Problem to solve: Using the records below, output the stretch that opens with the line containing "(diff shortened: 1 of 2 files shown)" and closes with the line containing "PR #301, opened 2022-05-03", exactly and including both lines, with nothing more.

(Collected data)
::::::::::
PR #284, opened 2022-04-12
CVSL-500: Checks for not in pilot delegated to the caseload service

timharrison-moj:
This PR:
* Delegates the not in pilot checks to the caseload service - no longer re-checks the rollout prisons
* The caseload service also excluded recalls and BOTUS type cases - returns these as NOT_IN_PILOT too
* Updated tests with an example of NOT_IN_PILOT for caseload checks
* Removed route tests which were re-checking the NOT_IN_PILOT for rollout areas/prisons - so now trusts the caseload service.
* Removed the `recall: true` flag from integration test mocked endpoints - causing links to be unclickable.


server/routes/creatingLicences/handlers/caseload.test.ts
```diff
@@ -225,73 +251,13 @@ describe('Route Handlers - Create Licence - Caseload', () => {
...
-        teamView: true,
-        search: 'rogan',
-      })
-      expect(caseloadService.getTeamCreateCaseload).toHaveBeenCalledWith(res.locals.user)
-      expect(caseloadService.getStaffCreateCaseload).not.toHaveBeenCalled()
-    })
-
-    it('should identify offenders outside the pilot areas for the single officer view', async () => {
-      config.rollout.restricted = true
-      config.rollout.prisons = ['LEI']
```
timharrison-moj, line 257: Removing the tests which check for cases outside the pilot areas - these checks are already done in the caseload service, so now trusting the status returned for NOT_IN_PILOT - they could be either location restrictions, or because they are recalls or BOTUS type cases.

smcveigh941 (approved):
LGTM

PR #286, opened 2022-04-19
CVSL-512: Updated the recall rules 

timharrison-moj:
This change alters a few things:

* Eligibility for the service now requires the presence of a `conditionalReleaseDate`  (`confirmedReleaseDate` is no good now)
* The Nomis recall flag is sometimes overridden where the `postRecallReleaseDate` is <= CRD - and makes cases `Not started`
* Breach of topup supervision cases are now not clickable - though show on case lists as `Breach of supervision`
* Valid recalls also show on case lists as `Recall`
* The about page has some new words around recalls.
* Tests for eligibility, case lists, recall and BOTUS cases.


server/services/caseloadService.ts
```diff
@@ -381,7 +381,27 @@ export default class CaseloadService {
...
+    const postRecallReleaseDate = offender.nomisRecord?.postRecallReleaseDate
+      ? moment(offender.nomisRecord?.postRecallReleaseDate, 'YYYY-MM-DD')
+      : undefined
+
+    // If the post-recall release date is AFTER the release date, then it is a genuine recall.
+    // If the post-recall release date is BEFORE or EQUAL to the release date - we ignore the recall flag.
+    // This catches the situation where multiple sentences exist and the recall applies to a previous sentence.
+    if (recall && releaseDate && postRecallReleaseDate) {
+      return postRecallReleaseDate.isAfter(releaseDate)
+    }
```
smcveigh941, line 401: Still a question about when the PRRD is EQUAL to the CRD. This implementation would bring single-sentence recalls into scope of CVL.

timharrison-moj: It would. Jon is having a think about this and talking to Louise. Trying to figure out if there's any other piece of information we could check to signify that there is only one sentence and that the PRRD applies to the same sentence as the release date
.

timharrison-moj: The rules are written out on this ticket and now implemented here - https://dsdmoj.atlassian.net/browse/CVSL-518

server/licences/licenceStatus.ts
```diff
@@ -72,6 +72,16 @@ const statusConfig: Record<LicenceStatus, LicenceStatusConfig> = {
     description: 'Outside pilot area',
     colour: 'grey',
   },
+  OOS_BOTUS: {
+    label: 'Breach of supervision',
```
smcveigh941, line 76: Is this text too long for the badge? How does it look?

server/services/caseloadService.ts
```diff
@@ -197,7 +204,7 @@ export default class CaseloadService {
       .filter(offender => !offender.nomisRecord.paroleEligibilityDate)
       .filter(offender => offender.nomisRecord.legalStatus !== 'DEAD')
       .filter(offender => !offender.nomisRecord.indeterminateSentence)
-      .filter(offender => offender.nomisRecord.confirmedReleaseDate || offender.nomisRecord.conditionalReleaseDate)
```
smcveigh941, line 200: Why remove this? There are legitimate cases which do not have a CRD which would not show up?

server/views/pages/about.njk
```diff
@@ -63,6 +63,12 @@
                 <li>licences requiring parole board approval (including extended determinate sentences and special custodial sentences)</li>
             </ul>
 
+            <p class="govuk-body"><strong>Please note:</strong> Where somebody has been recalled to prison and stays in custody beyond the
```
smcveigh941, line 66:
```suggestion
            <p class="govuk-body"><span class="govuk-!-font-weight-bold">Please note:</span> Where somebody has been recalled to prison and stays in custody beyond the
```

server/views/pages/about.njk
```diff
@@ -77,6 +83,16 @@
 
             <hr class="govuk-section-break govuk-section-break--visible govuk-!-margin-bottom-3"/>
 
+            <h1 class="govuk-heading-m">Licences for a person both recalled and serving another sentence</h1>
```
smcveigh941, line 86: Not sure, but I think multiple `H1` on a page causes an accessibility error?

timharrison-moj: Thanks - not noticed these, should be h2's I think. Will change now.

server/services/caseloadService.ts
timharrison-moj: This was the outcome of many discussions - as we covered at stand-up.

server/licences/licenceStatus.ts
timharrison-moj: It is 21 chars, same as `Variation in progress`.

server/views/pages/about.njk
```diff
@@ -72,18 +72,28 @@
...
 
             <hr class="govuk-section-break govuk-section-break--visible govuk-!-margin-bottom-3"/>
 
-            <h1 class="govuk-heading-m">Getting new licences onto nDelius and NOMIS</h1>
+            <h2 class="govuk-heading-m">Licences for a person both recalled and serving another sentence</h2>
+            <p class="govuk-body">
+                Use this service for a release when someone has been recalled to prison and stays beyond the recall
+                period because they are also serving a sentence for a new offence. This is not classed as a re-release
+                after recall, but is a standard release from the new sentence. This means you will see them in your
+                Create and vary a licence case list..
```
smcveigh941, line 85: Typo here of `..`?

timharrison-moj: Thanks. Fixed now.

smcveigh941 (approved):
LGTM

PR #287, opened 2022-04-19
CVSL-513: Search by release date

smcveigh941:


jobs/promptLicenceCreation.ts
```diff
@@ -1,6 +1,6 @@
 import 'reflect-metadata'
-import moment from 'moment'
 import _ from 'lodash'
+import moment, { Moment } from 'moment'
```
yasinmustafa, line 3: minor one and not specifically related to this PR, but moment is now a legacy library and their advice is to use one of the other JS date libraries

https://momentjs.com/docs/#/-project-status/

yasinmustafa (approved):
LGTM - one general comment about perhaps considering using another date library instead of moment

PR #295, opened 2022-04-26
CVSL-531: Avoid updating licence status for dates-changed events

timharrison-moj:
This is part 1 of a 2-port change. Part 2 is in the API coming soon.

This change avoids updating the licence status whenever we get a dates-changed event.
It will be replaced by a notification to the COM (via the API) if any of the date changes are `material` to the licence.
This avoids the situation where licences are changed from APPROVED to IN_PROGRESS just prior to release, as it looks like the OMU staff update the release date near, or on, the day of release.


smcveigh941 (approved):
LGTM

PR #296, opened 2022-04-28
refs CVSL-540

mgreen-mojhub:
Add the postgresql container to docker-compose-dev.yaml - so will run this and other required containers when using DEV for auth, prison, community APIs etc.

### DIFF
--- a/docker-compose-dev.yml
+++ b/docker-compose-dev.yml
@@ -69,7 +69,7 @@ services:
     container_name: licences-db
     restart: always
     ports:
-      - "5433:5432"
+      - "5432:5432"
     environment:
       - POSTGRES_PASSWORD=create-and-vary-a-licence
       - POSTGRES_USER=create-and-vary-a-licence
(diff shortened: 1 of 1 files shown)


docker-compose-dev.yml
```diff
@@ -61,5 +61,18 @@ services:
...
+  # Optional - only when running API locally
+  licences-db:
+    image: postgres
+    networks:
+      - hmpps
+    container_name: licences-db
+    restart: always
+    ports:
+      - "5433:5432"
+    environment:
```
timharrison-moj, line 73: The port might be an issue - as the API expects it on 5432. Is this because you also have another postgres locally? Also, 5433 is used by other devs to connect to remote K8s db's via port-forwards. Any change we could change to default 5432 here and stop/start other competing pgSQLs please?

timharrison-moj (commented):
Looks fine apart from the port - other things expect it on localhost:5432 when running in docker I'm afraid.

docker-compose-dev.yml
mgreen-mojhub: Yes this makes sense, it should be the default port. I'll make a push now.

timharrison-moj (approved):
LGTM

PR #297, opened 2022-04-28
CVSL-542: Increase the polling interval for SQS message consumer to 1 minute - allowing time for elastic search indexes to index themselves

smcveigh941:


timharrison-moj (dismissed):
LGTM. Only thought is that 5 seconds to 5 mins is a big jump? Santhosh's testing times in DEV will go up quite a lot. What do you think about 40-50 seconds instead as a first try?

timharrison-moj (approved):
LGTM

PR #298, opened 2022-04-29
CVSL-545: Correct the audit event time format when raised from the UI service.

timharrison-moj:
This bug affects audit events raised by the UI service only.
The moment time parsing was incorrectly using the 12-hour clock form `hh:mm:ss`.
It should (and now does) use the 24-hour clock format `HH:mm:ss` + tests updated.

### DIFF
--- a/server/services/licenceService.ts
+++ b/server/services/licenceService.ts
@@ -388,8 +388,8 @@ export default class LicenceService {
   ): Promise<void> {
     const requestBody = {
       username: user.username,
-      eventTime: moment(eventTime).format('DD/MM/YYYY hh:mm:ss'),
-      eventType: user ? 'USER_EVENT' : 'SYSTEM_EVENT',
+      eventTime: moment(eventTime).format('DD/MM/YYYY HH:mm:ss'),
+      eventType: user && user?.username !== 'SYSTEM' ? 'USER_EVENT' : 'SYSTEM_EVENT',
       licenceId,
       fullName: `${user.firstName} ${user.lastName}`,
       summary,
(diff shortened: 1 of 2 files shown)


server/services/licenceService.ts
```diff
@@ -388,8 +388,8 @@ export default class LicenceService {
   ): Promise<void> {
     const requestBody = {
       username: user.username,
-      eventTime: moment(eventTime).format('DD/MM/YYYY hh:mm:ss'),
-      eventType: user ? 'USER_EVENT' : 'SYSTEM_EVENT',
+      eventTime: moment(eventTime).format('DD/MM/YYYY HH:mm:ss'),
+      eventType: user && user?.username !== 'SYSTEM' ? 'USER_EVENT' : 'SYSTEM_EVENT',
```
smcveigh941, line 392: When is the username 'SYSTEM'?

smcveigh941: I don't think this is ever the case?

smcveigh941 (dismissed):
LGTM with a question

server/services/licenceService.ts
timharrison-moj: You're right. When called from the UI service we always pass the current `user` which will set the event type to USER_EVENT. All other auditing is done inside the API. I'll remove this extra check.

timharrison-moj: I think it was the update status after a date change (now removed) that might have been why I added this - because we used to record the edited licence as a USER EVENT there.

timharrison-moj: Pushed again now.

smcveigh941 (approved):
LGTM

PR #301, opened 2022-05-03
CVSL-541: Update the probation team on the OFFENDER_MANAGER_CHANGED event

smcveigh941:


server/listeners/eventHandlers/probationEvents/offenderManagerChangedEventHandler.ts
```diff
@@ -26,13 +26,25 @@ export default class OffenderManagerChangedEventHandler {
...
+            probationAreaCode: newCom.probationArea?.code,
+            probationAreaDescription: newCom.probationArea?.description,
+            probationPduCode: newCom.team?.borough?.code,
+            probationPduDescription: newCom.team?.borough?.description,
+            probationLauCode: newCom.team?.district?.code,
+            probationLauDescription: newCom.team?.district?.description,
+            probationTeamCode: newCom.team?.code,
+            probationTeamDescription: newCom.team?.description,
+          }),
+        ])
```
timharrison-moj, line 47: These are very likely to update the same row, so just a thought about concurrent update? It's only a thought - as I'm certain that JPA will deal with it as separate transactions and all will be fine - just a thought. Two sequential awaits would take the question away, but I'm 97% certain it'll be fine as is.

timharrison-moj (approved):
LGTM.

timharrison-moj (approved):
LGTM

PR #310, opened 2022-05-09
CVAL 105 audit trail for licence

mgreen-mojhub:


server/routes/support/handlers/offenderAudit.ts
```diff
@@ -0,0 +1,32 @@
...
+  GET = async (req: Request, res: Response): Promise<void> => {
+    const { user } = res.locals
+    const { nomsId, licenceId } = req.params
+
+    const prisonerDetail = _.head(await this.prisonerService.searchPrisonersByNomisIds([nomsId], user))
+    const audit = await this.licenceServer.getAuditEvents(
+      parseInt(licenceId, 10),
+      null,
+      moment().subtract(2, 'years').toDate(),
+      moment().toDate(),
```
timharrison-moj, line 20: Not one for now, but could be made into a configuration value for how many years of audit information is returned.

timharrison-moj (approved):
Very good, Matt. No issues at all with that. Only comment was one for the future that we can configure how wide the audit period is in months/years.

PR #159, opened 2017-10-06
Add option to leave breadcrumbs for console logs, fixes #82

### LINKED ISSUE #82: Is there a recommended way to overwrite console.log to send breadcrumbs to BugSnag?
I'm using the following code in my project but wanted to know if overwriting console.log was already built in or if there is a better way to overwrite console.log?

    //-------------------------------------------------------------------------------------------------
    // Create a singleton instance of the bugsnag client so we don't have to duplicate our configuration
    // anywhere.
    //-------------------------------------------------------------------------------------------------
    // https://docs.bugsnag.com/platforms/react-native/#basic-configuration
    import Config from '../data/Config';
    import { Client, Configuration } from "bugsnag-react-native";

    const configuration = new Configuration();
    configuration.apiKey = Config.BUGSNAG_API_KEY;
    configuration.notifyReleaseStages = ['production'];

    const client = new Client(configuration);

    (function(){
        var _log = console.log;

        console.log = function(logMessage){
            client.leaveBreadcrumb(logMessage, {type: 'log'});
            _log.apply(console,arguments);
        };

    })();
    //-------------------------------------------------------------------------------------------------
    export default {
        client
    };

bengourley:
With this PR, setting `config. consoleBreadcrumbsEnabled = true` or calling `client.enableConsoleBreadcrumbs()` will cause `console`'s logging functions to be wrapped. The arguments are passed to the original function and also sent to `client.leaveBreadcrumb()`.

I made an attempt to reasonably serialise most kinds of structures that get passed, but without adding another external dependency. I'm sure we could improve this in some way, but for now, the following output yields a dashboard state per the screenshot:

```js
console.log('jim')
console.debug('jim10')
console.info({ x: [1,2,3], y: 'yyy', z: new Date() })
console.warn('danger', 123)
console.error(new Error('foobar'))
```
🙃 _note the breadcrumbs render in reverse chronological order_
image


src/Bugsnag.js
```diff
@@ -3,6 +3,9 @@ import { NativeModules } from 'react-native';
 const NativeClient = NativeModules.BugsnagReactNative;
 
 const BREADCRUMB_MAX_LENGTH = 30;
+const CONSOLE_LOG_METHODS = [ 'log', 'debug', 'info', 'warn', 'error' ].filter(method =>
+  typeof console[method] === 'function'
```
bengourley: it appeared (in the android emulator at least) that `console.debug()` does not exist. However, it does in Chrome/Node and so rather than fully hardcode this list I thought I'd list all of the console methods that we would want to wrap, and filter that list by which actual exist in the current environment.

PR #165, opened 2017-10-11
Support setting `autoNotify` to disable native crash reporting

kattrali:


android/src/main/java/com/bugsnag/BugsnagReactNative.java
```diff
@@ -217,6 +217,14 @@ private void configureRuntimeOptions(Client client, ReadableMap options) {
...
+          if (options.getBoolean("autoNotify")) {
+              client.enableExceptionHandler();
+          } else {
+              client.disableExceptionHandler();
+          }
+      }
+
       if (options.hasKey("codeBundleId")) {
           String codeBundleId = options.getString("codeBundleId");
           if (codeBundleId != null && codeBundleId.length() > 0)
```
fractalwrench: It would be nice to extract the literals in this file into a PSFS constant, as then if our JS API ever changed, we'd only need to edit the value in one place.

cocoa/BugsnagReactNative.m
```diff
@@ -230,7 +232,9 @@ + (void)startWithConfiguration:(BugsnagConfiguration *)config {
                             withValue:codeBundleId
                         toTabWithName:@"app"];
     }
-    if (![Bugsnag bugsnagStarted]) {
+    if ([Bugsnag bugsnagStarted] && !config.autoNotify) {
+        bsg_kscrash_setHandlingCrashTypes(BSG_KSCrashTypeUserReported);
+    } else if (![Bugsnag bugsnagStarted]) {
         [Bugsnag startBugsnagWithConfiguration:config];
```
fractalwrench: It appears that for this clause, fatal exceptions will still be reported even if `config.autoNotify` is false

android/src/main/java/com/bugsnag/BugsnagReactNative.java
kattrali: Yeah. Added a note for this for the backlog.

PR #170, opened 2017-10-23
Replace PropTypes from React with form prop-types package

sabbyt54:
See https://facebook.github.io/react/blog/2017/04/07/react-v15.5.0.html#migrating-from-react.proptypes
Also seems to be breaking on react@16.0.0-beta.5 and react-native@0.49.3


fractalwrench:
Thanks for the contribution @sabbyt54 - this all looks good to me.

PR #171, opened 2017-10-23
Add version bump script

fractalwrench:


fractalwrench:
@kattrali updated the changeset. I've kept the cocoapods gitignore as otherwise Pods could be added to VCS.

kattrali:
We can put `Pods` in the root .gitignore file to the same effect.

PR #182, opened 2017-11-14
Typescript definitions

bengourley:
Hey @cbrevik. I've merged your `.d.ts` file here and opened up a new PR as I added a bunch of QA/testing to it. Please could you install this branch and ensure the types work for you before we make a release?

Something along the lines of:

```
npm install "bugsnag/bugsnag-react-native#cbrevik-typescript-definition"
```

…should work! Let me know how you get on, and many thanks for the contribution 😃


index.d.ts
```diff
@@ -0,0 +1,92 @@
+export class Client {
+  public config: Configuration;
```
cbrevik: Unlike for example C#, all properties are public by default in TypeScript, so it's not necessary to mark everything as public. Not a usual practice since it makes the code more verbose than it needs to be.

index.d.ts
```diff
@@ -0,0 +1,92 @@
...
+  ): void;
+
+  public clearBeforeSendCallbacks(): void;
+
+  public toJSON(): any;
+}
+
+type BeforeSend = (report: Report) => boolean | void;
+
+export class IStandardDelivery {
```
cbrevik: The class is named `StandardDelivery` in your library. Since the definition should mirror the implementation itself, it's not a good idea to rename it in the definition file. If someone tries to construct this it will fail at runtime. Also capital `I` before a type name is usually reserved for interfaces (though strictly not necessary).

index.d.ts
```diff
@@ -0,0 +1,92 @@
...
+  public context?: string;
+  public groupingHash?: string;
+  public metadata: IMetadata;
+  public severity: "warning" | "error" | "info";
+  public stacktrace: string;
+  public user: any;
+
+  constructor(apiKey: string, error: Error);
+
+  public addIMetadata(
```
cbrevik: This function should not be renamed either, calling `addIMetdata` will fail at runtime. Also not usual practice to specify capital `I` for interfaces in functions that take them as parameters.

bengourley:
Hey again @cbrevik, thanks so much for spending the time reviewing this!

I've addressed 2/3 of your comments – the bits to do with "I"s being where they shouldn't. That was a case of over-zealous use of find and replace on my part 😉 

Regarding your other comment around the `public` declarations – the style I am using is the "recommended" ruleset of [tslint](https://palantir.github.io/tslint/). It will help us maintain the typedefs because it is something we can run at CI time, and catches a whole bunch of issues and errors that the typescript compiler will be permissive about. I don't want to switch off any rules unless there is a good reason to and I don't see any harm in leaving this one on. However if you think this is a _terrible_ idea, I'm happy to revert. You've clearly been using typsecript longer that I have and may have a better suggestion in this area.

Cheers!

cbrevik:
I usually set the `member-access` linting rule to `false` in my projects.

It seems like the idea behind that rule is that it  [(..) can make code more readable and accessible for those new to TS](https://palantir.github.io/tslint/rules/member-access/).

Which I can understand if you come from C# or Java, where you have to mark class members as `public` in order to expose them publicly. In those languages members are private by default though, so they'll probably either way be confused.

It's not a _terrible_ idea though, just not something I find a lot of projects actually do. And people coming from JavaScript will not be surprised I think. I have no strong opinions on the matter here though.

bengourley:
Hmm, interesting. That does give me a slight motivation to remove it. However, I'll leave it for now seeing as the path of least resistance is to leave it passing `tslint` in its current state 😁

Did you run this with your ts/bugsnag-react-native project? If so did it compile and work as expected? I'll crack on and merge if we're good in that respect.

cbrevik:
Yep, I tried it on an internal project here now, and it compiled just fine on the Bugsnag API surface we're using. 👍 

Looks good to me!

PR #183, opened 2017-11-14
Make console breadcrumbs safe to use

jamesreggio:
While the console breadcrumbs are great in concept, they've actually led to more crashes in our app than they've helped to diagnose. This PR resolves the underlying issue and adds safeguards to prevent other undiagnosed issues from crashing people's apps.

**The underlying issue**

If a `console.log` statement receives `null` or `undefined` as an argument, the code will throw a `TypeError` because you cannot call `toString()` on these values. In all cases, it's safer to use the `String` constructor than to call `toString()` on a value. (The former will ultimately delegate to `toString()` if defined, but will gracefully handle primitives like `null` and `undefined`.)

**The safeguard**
::::::::::
Solution to this problem:
(diff shortened: 1 of 2 files shown)


server/services/licenceService.ts
```diff
@@ -388,8 +388,8 @@ export default class LicenceService {
   ): Promise<void> {
     const requestBody = {
       username: user.username,
-      eventTime: moment(eventTime).format('DD/MM/YYYY hh:mm:ss'),
-      eventType: user ? 'USER_EVENT' : 'SYSTEM_EVENT',
+      eventTime: moment(eventTime).format('DD/MM/YYYY HH:mm:ss'),
+      eventType: user && user?.username !== 'SYSTEM' ? 'USER_EVENT' : 'SYSTEM_EVENT',
```
smcveigh941, line 392: When is the username 'SYSTEM'?

smcveigh941: I don't think this is ever the case?

smcveigh941 (dismissed):
LGTM with a question

server/services/licenceService.ts
timharrison-moj: You're right. When called from the UI service we always pass the current `user` which will set the event type to USER_EVENT. All other auditing is done inside the API. I'll remove this extra check.

timharrison-moj: I think it was the update status after a date change (now removed) that might have been why I added this - because we used to record the edited licence as a USER EVENT there.

timharrison-moj: Pushed again now.

smcveigh941 (approved):
LGTM

PR #301, opened 2022-05-03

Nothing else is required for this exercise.